Others have echoed the sentiment. Over on the think tank side of things, TechFreedom, a tech-related organization that has previously explicitly advocated in favor of paid prioritization, focused hard on the argument that the FCC doesn’t actually have the authority to regulate communications.

TechFreedom president Berin Szoka said in a statement that the new rule “effectively destroys nearly 18 years of bipartisan consensus,” calling it “a radical break even from the FCC’s proposed rules.”

After railing against the politicization of the process, Szoka said that the FCC is “effectively, and illegally, rewriting the Communications Act,” and concluded that “the only way to restore sanity at the FCC is for Congress to finally update the Communications Act.”

Several members of the American Enterprise Institute, a major pro-business think tank, also expressed consternation at the rule. Many called back to the original Communications Act of 1934 and the FCC’s early history dealing with a monopolistic telephone environment.

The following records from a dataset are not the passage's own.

PR #2495, opened 2015-07-14
[WIP] Save drawings on a webdav server

Jenselme:
I am working on a way to save/load drawings on/from a webdav server (eg owncloud). It is saved/loaded from a KML file. The work is not yet completely done. I am still opening this PR to know if you are interested in this functionality and if you are so we can discuss how to complete the development. This work is based on the current drawing tools.

# What works and how it works

- User can choose not to save the drawing, to save the drawing on the default server or to save the drawing on a webdav server. By default, drawing are saved on server (eg S3)

draw-no-save

- User can load a drawing from a webdav instance. Currently, the drawing can only be loaded from the *draw and measure on map* screen.

draw-webdav-save

- Drawing from a webdav instance is modified if the user modify the drawing through the interface.
- File is deleted from webdav server if the user choose to delete all features of the drawing
- Error messages are displayed if the file cannot be found or if the requests fail (CORS problem, bad authentication, …)
- Share links are only displayed if the user saves the file on the default server.

draw-server-save-links

# What remains to be done

1. Translations: 
   - Text are currently only available in English
   - The error messages are not yet handled to be translated
2. Allow the user to load automatically (ask for username and password if necessary) a KML imported this way
3. Allow the user to import a KML from a webdav server with the *KML import* tool

# Points that require input

1. General layout of the functionality. I tried to place the elements logically but you have more experience in this domain than I have. Moreover, I currently display webdav related messages under the webdav connection block. I don't know if it would be better to place them all with the "saving" messages.
2. Should the drawing be loaded from webdav server only from the *KML import* tool? I think not: in my opinion it makes sense to be able to load KML from both draw tools and *KML import*:
   - I want to draw
   - If I forgot to load it before, I can load it here
   - Can enter my credentials only once
3. Should the filename/filepath be entered in another input field? Currently, the user must provide the full URL of the file in the URL field and not just the webdav endpoint. I think it can be disturbing for people who are familiar with webdav. On the other hand, that will make quite a lot of fields.
4. Should I add a button *Create* to create an empty file. It is not necessary as the file will be created if it doesn't exist but it may be more obvious and clear than an explanation that the file will be created automatically.
5. Should we add a way to browse files present on webdav server? Only KMLs? Problem: certainly long to do correctly (unless there is already an angular plugin for that).

# Not tested

- How it works on mobile/small screen
- Modify the KML from the geoadmin interface and somewhere else. I guess one file should erase the other. Should we add conflict resolution.

Let me know what you think.


gjn:
I'll close this as discussed off-line.

PR #2496, opened 2015-07-15
Dev browserstack improvement

alcapat:
Like discuss : 
- Only start_test for all browser (3 lasts versions of each browsers) and full test for the browser Chrome 43 Win 7.
- Getcapabilities of browser updated with last version available in browserstack.

### DIFF
--- a/test/selenium/tests.js
+++ b/test/selenium/tests.js
@@ -33,9 +33,16 @@ var printTest = require('./print_test.js');
 //okay we will start the script!
 console.log("Starting Browserstack script!");
 
-//for every browser config we want to run all the tests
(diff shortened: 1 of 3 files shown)


test/selenium/tests.js
```diff
@@ -33,9 +33,16 @@ var printTest = require('./print_test.js');
 //okay we will start the script!
 console.log("Starting Browserstack script!");
 
-//for every browser config we want to run all the tests
-browsers.capabilities.forEach(function(cap){
+// Start full test only for one browser (use Chrome for the print)
+var RunFullTests = function(cap) {
```
gjn: Please use lowercase for first character of function name.

PR #2499, opened 2015-07-17
Limit layers extent to the extent of the portal

Jenselme:
It prevents to load tile that are outside the scope of the portal. It
saves bandwidth, reduces load time, avoids to display unuseful
information.

### DIFF
--- a/src/components/map/MapService.js
+++ b/src/components/map/MapService.js
@@ -356,6 +356,7 @@ goog.require('ga_urlutils_service');
             opacity: options.opacity,
             visible: options.visible,
             attribution: options.attribution,
+            extent: options.extent,
             source: source
           });
           gaDefinePropertiesForLayer(layer);
@@ -375,7 +376,7 @@ goog.require('ga_urlutils_service');
           var wmsOptions = {
             url: getCapLayer.wmsUrl,
             label: getCapLayer.Title,
-            extent: getCapLayer.extent,
+            extent: gaMapUtils.mergeWithDefaultExtent(getCapLayer.extent),
             attribution: getCapLayer.wmsUrl
           };
           return createWmsLayer(wmsParams, wmsOptions);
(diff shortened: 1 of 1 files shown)


src/components/map/MapService.js
```diff
@@ -1308,6 +1313,18 @@ goog.require('ga_urlutils_service');
             easing: ol.easing.easeOut
           }));
           map.getView().setRotation(0);
+        },
+
+        adaptExtentPortalExtent: function(extent) {
```
gjn: Maybe adapt function name to reflect better what it does? Like `mergeWithDefaultExtent`.

gjn:
This is nice. Please rebase and probably adapt a function name.

Jenselme:
- rebased
- rename `adaptExtentPortalExtent` into `mergeWithDefaultExtent`

gjn:
Thanks alot for this!

src/components/map/MapService.js
```diff
@@ -375,7 +376,7 @@ goog.require('ga_urlutils_service');
           var wmsOptions = {
             url: getCapLayer.wmsUrl,
             label: getCapLayer.Title,
-            extent: getCapLayer.extent,
+            extent: gaMapUtils.mergeWithDefaultExtent(getCapLayer.extent),
```
oterral: Hmm I'm not sure of this one, if the layer's extent define by the GetCap is 10km aroud Zurich for example. I don't think we want the layer was requested outside this extent

oterral: Forget this I hadn't  read what the function does

gjn: AFAIK, the mergeWith is actually an intersectWith, @Jenselme ?

Jenselme: From what I understand of your comment, this line solves this.

Jenselme: > AFAIK, the mergeWith is actually an intersectWith, @Jenselme ?

Indeed, this name looks better. Should I open a new PR?

gjn: I would merge it in a second :=)

PR #2501, opened 2015-07-21
Add selected layers on topic change

oterral:
With tests 

@gjn can you review/merge for tomorrow pls?


gjn:
Test failure is probably unrelated, but we need a fix for this as well. It's because of delayed loading of print configuration which makes the print test fail now. (not always, but most of the time).

gjn:
Good one. Thanks alot.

AEI visiting fellow Roslyn Layton said, “The FCC has chosen to classify broadband under the regulations of the monopoly telephone era, a sharp reversal of its policy that allowed broadband to be relatively free from regulation. In so doing, the FCC opens the Internet to hundreds of rules and provisions. Anything that the FCC deems a telecommunications service, ‘transmission between or among points specified by the user, of information of the user’s choosing,’ could be regulated. The FCC has also created the ability to hear disputes and bring actions against companies using a ‘standard of conduct’ clause. Interconnection may be the first battle.”

That part — that interconnection agreements are a battle waiting to happen — is probably true. Tensions have been running high between key players (like Netflix and Comcast) in the interconnection space for many months and those fires are unlikely to douse themselves as time goes on.

However, many of the other claims by net neutrality opponents are, well, more on the side of myth than on the side of fact.

The FCC has itself created a mythbusting, fact vs. fiction rundown of the most popular objections to the open internet rule.

In response to the popular claim that Title II is “utility regulation,” for example, the FCC says: “There is no ‘utility-style’ regulation. The Order bars the kinds of tariffing, rate regulation, unbundling requirements and administrative burdens that are the hallmarks of traditional utility regulation.”

The FCC also addresses the accusations of rate regulation (there is none) and the imposition of new taxes and fees (there are none of those either) before jumping into the most frequent accusation: “government takeover of the internet.”

“The order,” the FCC reiterates, “does not regulate the internet.”

The Commission continues:

As for the repeated accusations that a future FCC could change the rule, to make it either more or less strict? Well, yes. They could, but not without the public knowing about it.

The FCC can undertake the rulemaking  process whenever it sees fit, to amend any of its existing rules, or to create new ones. That’s what regulatory agencies do: they create, amend, and sometimes repeal or overturn regulations.

But it would indeed have to be the rulemaking process. The current order doesn’t have expiration dates built in. There is no note saying, “We forbear from this section temporarily until we no longer feel like it and can change our minds when the political winds blow elsewhere.” The order says: We forbear from this section.

The FCC is in some ways the picture of inertia: when its mind is made up, it stays that way unless acted upon by an outside force — like, say, the Verizon lawsuit that got the 2010 open internet rule thrown out.

Mobile voice service, as members of the FCC often point out, has been regulated under Title II for 20 years, and while control of the FCC has changed hands plenty of times since the mid-’90s — as has the political party in control of the White House — no FCC Chair has spontaneously decided to change the rules to add rate regulation.

If a future FCC wants to change something about the open internet order, they can go through the process again. They always could.

But just because a future regulator might want to endure the onerous process of amending the neutrality rules that is no reason to not have strong consumer and business protections in the here and now.